Sorry, Dad, I believe in respect but not the never-questioning-authority thing.

So, after all of my life experiences, I took my lessons from my father and added them to the basket full of other lessons from the tough things I have been through. A big lesson I learned after a potentially life-threatening situation and a failed marriage is that NO ONE should ever be allowed to exert the power to make another person feel threatened, fearful, less than, or disrespected. This week, someone tried it. I stood up for myself. It was met with a very ugly demand to vacate the premises. I have peacefully and rightfully ended the contract work agreement.

Remember this lesson, friends: Christian ≠ doormat, scapegoat, or whipping boy.

So now I have come to the same conclusion as my good friend, Lea, which is, I don't want to just make a paycheck. I want to do something meaningful. Something to change the world a little for the better. I will find that elusive thing, one day. And I will be sure to share what that is. 
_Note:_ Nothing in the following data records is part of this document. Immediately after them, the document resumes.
Issue #881, opened 2016-03-25
State management after running workunits


zliu41:
Suppose the sizes of the job state and each task state is 0.9M and 0.1M respectively, and there are 1000 tasks.

There are two issues that cause high memory usage:
1. When a task runs, it merges the job state with the properties in the workunit (e.g., in MR mode, this is done in `MRJobLauncher.TaskRunner.map()`. So each task state is 1M. When tasks complete, `TaskStateCollectorService` collects all task states into memory. That takes 1G memory, 900M of which is redundant.
2. In `JobContext.commit`, the first step is to create dataset states. Each dataset state also contains a copy of job state (due to the `addAll` call in `JobState.newDatasetState()`). In the worst case, there are as many dataset states as task states (i.e., 1000), so that takes another 900M of memory, which are also redundant information.

As a result the memory usage is 1.9G, but theoretically we only need 100M.

As can be seen from [this heap dump](http://s11.postimg.org/kydflisj7/image.png), a huge amount of memory is consumed by states, and there's a lot of redundancy.

One possible solution is to never use more than one copy of job state, and either persist job state and task states separately in the state store, or only merge job state with each task state in the last moment before they are persisted.

PR #932, opened 2016-04-18
Separate jobstate from taskstate and datasetstate

zliu41:
This is a solution to #881.
Summary:
- Each `WorkUnitState`/`TaskState` now contains a `JobState` reference, rather than a copy of all properties in `JobState`. `WorkUnitState.getProp()` will first look for the property in its own properties, then in its `WorkUnit`, then in its `JobState`.
- `DatasetState` no longer contains properties in `JobState`, and no longer supports `setProp` or `getProp` methods (will throw `UnsupportedOperationException`). A `DatasetState` can only contain a few specific properties such as `dataset.urn`, and they are accessed via specific setter and getter methods (e.g., `setDatasetUrn()` and `getDatasetUrn()`).
 - The rationale is the following: a `DatasetState` is created in the driver after the job is done. At this point there shouldn’t be a need to look for, change or add any general properties, especially since the driver is not something pluggable like the constructs, where different people can plug in an arbitrarily customized one for their use cases. Also, the driver already has a copy of `JobState`. If it wants to query any properties it can directly query the `JobState`.
 - This means that properties in the `JobState`, which are properties from the job config file and the global property file, will not be persisted into the state store. Since these are static properties rather than runtime properties (runtime properties are in `TaskState`s), there's no need to persist them.

These changes result in a ~90% reduction in memory consumption of a Gobblin job.

### DIFF
--- a/gobblin-api/src/main/java/gobblin/configuration/WorkUnitState.java
+++ b/gobblin-api/src/main/java/gobblin/configuration/WorkUnitState.java
@@ -312,7 +312,10 @@ public class WorkUnitState extends State {
 
     WorkUnitState other = (WorkUnitState) object;
     return ((this.workUnit == null && other.workUnit == null)
-        || (this.workUnit != null && this.workUnit.equals(other.workUnit))) && super.equals(other);
+        || (this.workUnit != null && this.workUnit.equals(other.workUnit)))
+        && ((this.jobState == null && other.jobState == null)
+            || (this.jobState != null && this.jobState.equals(other.jobState)))
+        && super.equals(other);
   }
 
   @Override
--- a/gobblin-api/src/main/java/gobblin/configuration/WorkUnitState.java
+++ b/gobblin-api/src/main/java/gobblin/configuration/WorkUnitState.java
@@ -27,6 +27,7 @@ import gobblin.source.extractor.Watermark;
 import gobblin.source.workunit.Extract;
 import gobblin.source.workunit.ImmutableWorkUnit;
 import gobblin.source.workunit.WorkUnit;
+import lombok.Getter;
 
 
 /**
@@ -66,22 +67,35 @@ public class WorkUnitState extends State {
     CANCELLED
   }
 
-  private WorkUnit workunit;
+  private final WorkUnit workUnit;
+
+  @Getter
+  private State jobState;
 
   /**
    * Default constructor used for deserialization.
    */
   public WorkUnitState() {
-    this.workunit = WorkUnit.createEmpty();
+    this.workUnit = WorkUnit.createEmpty();
+    this.jobState = new State();
   }
 
   /**
    * Constructor.
    *
    * @param workUnit a {@link WorkUnit} instance based on which a {@link WorkUnitState} instance is constructed
+   * @deprecated It is recommended to use {@link #WorkUnitState(WorkUnit, State)} rather than combining properties
+   * in the job state into the workunit.
    */
+  @Deprecated
   public WorkUnitState(WorkUnit workUnit) {
-    this.workunit = workUnit;
+    this.workUnit = workUnit;
+    this.jobState = new State();
+  }
+
+  public WorkUnitState(WorkUnit workUnit, State jobState) {
+    this.workUnit = workUnit;
+    this.jobState = jobState;
   }
 
   /**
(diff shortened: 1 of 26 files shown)


zliu41:
@chavdar @sahilTakiar @ydai1124 @ibuenros can you review?

chavdar:
LGTM

gobblin-api/src/main/java/gobblin/configuration/WorkUnitState.java
```diff
@@ -287,21 +311,22 @@ public boolean equals(Object object) {
     }
 
     WorkUnitState other = (WorkUnitState) object;
-    return ((this.workunit == null && other.workunit == null)
-        || (this.workunit != null && this.workunit.equals(other.workunit))) && super.equals(other);
+    return ((this.workUnit == null && other.workUnit == null)
```
sahilTakiar: Should this method and `hashCode()` be updated to include the `jobState`. Alternatively, we could just use lombok's `@EqualsAndHashCode`

gobblin-runtime/src/main/java/gobblin/runtime/JobState.java
```diff
@@ -564,8 +564,12 @@ public DatasetState newDatasetState(boolean fullCopy) {
...
-   * A subclass of {@link JobState} that is used to represent dataset states. This class is currently
-   * identical to {@link JobState} except that the name is more meaningful and less confusing.
+   * A subclass of {@link JobState} that is used to represent dataset states.
+   *
+   * <p>
+   *   A {@code DatasetState} does <em>not</em> contain any properties. Operations such as {@link #getProp(String)}
+   *   and {@link #setProp(String, Object)} are not supported.
+   * </p>
    */
   public static class DatasetState extends JobState {
```
sahilTakiar: Does `DatasetState` need to extend `JobState` anymore? I'm not sure why it does in the first place, a `DatasetState` should need to know things like `jobId` and doesn't really have a `startTime` or an `endTime`.

sahilTakiar: In fact, given than the `getProp` and `setProp` methods throw `UnsupportedOperationException` does this even need to extend `State`?

gobblin-runtime/src/main/java/gobblin/runtime/TaskState.java
```diff
@@ -83,21 +83,20 @@
...
-  public TaskState() {
-  }
+  public TaskState() {}
 
   public TaskState(WorkUnitState workUnitState) {
     // Since getWorkunit() returns an immutable WorkUnit object,
     // the WorkUnit object in this object is also immutable.
-    super(workUnitState.getWorkunit());
+    super(workUnitState.getWorkunit(), workUnitState.getJobState());
     addAll(workUnitState);
```
sahilTakiar: We should also fix that so that a `TaskState` only has a pointer to its `WorkUnitState`, rather than making a full copy of all the properties in the `WorkUnitState`.

On an unrelated note, whats the difference between `TaskState` and `WorkUnitState`? I don't see any functional reason why the two can't be merged, they both seem to try to track some runtime information. But thats a discussion for another day.

gobblin-runtime/src/main/java/gobblin/runtime/JobState.java
zliu41: Because dataset states need to be persisted into the state store, which, by definition, only takes `State` objects. Also, extending `State` and `JobState` enables it to inherit methods such as `read`,  `write`, `addTaskState`, etc.

gobblin-runtime/src/main/java/gobblin/runtime/TaskState.java
zliu41: I agree, I think `WorkUnitState` and `SourceState` are useless, they are the same as `TaskState` and `JobState`, respectively. Also, `Extract` should also be deprecated as it is conceptually identical as `Dataset`. These changes will be part of another PR.

zliu41:
@sahilTakiar updated 53b908f

gobblin-runtime/src/main/java/gobblin/runtime/JobState.java
sahilTakiar: Yes it will probably require some more re-factoring, so it can be done later.

sahilTakiar:
LGTM!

Meanwhile, Leland and I are once again looking at a diminishing bank balance and happily preparing for Christmas festivities with the kids and grandkids. And there is a certain peace that passes understanding; the kind only Jesus gives.

For now, I have laid down my sword, but it is never far away. There will always be dragons to slay in this world.

P.S. Don't click away until you read these final thoughts. As followers of Jesus Christ, we are commanded to love our enemies and pray for them. “You have heard that it was said, ‘Love your neighbor and hate your enemy.’ But I tell you, love your enemies and pray for those who persecute you, that you may be children of your Father in heaven." Matthew 5:43-45
I ended my work agreement with a fellow believer, and in the process of that email exchange, I blessed her and I have prayed for her. This is very counter-intuitive when someone hurts your heart and doesn't care, but it is not optional and it is not easy. We forgive because we have been forgiven by our Father in heaven.